Code Profiling with Non-Breaking Breakpoints by Jim McKeeth

By: Jim McKeeth

Abstract: Sometimes it is nice to know how long a specific piece of code takes to execute. The Borland IDE actually provides a means to accomplish this using non-breaking breakpoints and the event log.

Either there is a point in your program when it is running much slower then you expected, or you are debating which way would be faster to do something.  Either way, you need to profile the performance of some code.  Back in the old days we would add code to our programs to output the start and stop time to a log for specific processes, then we would remove it or comment it out until we needed it again.  Nowadays we use code profilers that time the execution of every line of our code and provide us with detailed reports and graphs.  We could spend weeks examining all all the data available.

Code profilers are nice, but sometimes we don't have one convenient or we really don't want to mess with one to test a couple lines of code.  Maybe inserting all the additional debug information for a profiler to work changes the behavior of our program too much.  Instead of going back to adding all that code to log start and stop times we can instead use non-breaking break points. 

The major advantage of this technique over a traditional code profiler is when you have a fairly complex program running and you want to profile the code now without restarting it and launching the profiler.  You can target this profiling so specifically that it doesn't have the impact on the overall behavior of your program that other profilers do.  In instances were you have a few select routines you want to profile you will find this technique much quicker and easier to deploy. 

This article is written for Delphi 7, but the techniques should work with little or no changes in other versions of Delphi as well as C++ Builder and Kylix.  The attached code is specific for Windows, but I am sure a resourceful Kylix programmer would know which Linux API's to use instead. 

Before I show you how to use non-breaking breakpoints to profile your code I am going to cover some basics about non-breaking breakpoints.  If you are already comfortable with the advanced features of breakpoints then you can skip to the section on Profiling

What are Non-Breaking Breakpoints?

I know you are probably thinking that a non-breaking break point sounds like an oxymoron.  As we will see it really is not.  Cary Jensen offers a great article titled Using Non-Breaking Breakpoints in Delphi that is also available on the Borland Developers Network.  Not to worry if you haven't read that one.  I'll cover everything you need to know here.

The Free On-Line Dictionary of Computing defines a breakpoint as follows:


A point in a program that, when reached, triggers some special behavior useful to the process of debugging; generally, breakpoints are used to either pause program execution, and/or dump the values of some or all of the program variables. Breakpoints may be part of the program itself; or they may be set by the programmer as part of an interactive session with a debugging tool for scrutinizing the program's execution.
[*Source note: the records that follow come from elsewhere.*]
PR #3461, opened 2025-04-22
templates: Add Debian and Fedora riscv64 images

shenki:
The Debian image is the latest from unstable as there's no release yet for riscv64.

Fedora is a Fedora 42 cloud image. It's not clear how often this will be updated, so the URL may become stale at some point.

### DIFF
--- a/templates/_images/fedora-42.yaml
+++ b/templates/_images/fedora-42.yaml
@@ -7,6 +7,9 @@ images:
   arch: aarch64
   digest: sha256:e10658419a8d50231037dc781c3155aa94180a8c7a74e5cac2a6b09eaa9342b7
 
+- location: https://dl.fedoraproject.org/pub/alt/risc-v/release/42/Cloud/riscv64/images/Fedora-Cloud-Base-Generic-42.20250414-8635a3a5bfcd.riscv64.qcow2
+  arch: riscv64
+  digest: sha256:537c67710f4f1c9112fecaafafc293b649acd1d35b46619b97b5a5a0132241b0
 
 # # NOTE: Intel Mac requires setting vmType to qemu
 # # https://github.com/lima-vm/lima/issues/3334
--- a/templates/_images/fedora-41.yaml
+++ b/templates/_images/fedora-41.yaml
@@ -7,6 +7,10 @@ images:
   arch: aarch64
   digest: sha256:085883b42c7e3b980e366a1fe006cd0ff15877f7e6e984426f3c6c67c7cc2faa
 
+- location: https://dl.fedoraproject.org/pub/alt/risc-v/release/41/Cloud/riscv64/images/Fedora-Cloud-Base-Generic-41.20250224-1026a2d0e311.riscv64.qcow2
+  arch: riscv64
+  digest: sha256:6a8272a858d7f1498f49ce362b34f0b9b959885f63285158947e045abfeece40
+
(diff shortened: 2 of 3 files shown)


templates/experimental/fedora-riscv64.yaml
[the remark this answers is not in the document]
jandubois: > This should be just merged into `fedora.yaml`

I assume you meant `_images/fedora.yaml`.

I wonder why we wouldn't use the "Cloud-Base-Generic" image though, like we do for the other archs: https://dl.fedoraproject.org/pub/alt/risc-v/release/42/Cloud/riscv64/images/Fedora-Cloud-Base-Generic-42.20250414-8635a3a5bfcd.riscv64.qcow2

If it doesn't work for some reason, then we should add a comment about that.

I also haven't checked if the image updater supports this new image URL? We need to be careful that the image updater doesn't start updating only some of the images in a particular template.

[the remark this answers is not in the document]
shenki: > > This should be just merged into `fedora.yaml`
> 
> I assume you meant `_images/fedora.yaml`.
> 
> I wonder why we wouldn't use the "Cloud-Base-Generic" image though, like we do for the other archs: https://dl.fedoraproject.org/pub/alt/risc-v/release/42/Cloud/riscv64/images/Fedora-Cloud-Base-Generic-42.20250414-8635a3a5bfcd.riscv64.qcow2
> 
> If it doesn't work for some reason, then we should add a comment about that.

We can use that one instead.

> I also haven't checked if the image updater supports this new image URL? We need to be careful that the image updater doesn't start updating only some of the images in a particular template.

I tried the update script and it doesn't update anything at this point. The path doesn't match (`/pub/alt`) and the metadata is at https://dl.fedoraproject.org/pub/alt/imagelist-alt instead of https://dl.fedoraproject.org/pub/fedora/imagelist-fedora.

I assume as riscv64 becomes a fully supported architecture in Fedora, the images will eventually end up in the normal location.

templates/_images/fedora-42.yaml
```diff
@@ -7,6 +7,9 @@ images:
   arch: aarch64
   digest: sha256:e10658419a8d50231037dc781c3155aa94180a8c7a74e5cac2a6b09eaa9342b7
 
+- location: https://dl.fedoraproject.org/pub/alt/risc-v/release/42/Cloud/riscv64/images/Fedora-Cloud-Base-Generic-42.20250414-8635a3a5bfcd.riscv64.qcow2
```
AkihiroSuda, line 10: Do you wan to update fedora-41.yaml too?

Also wonder if we can cover alt/risc-v in https://github.com/lima-vm/lima/blob/master/hack/update-template-fedora.sh

shenki: > Do you wan to update fedora-41.yaml too?

I didn't realise we had 41. Yep, I'll test that it boots and add it.

> Also wonder if we can cover alt/risc-v in https://github.com/lima-vm/lima/blob/master/hack/update-template-fedora.sh

I spent a few minutes trying to hack it in, but I didn't get it working. I'm not as much of a shell wizard as rhe author of those scripts!

AkihiroSuda: cc @norio-nomura

shenki:
Fedora 41 booted fine, so I've added that.

AkihiroSuda (approved):
Thanks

So breakpoints only generally pause program execution.  Maybe a better name would be non-pausing breakpoints.  Regardless of what you call them, we are using breakpoints that still trigger special behavior, but don't actually pause execution.  So how do you obtain one of these funny breakpoints?  It really is very simple.

  1. Create a breakpoint however you usually do (I usually use F5)
  2. Bring up the Source Breakpoint Properties dialog (I usually right click on the breakpoint and choose Breakpoint Properties... from the context menu.)
  3. Click the Advanced >> button.
  4. Uncheck the Break check box.
  5. Click the OK button.
Break Point Properties

The Source Breakpoint Properties dialog before the Advanced >> button is clicked.  This is the default configuration for a break point.  Notice it specifies the filename and the line number that the breakpoint is on.  These are grayed out from this view because we are editing an existing breakpoint's properties.  If we were creating or editing the breakpoint from the Breakpoint List ([CTRL]+[ALT]+[B] for the list, [CTRL]+[A] and [CTRL]+[E] to create a breakpoint) then these fields would not be grayed out and we could specify them. 
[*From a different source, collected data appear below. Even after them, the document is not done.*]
PR #3463, opened 2025-04-22
Graduate base/file embedding

jandubois:
Almost all builtin templates now use `base`, so the warnings are annoying.

See also https://github.com/lima-vm/lima/pull/3453#issuecomment-2820496242

### DIFF
--- a/pkg/limatmpl/embed.go
+++ b/pkg/limatmpl/embed.go
@@ -24,14 +24,6 @@ import (
 	"github.com/sirupsen/logrus"
 )
 
-var warnBaseIsExperimental = sync.OnceFunc(func() {
-	logrus.Warn("`base` is experimental")
-})
-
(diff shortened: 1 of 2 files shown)


pkg/limatmpl/embed.go
```diff
@@ -24,14 +24,6 @@ import (
 	"github.com/sirupsen/logrus"
 )
 
-var warnBaseIsExperimental = sync.OnceFunc(func() {
-	logrus.Warn("`base` is experimental")
-})
-
-var warnFileIsExperimental = sync.OnceFunc(func() {
-	logrus.Warn("`provision[*].file` and `probes[*].file` are experimental")
```
AkihiroSuda, line 32: Seems to be a different topic, but probably fine

AkihiroSuda (approved):
Thanks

Break Point Properties Advanced

The Breakpoint Properties dialog after the Advanced >> button is clicked.  There are a lot of very powerful features available from this dialog.  For now we are just interested in the Break checkbox.  Uncheck it and click OK.

Your breakpoint still looks the same.  It is not disabled (as indicated by a green line and a gray stop symbol), but if you run your program now it won't pause on that line.  If, when you run your program the line changes color to a dark green, then your breakpoint is on a non-executing line.  Choose one of the lines with a blue dot next to it and repeat the process.  It's ok, I'll wait.

If you did it right then your program will run without pausing on that line.  Right now this isn't very useful, but at least you know how to make a non-breaking breakpoint.

Logging with a Breakpoint

Now that we have our non-breaking breakpoint we want it to write to a log to know when the line of code it marks is executed.  Go back to the Breakpoint Properties dialog.  Notice it goes straight to the Advanced view since you have a change in the Actions section.  We are going to make another change.  We are going to add text to the Log message: combobox.  When profiling my code I usually have a logging breakpoint at the start and end of my block of code to be profiled.  I usually have those breakpoint log "Begin" and "End", respectively.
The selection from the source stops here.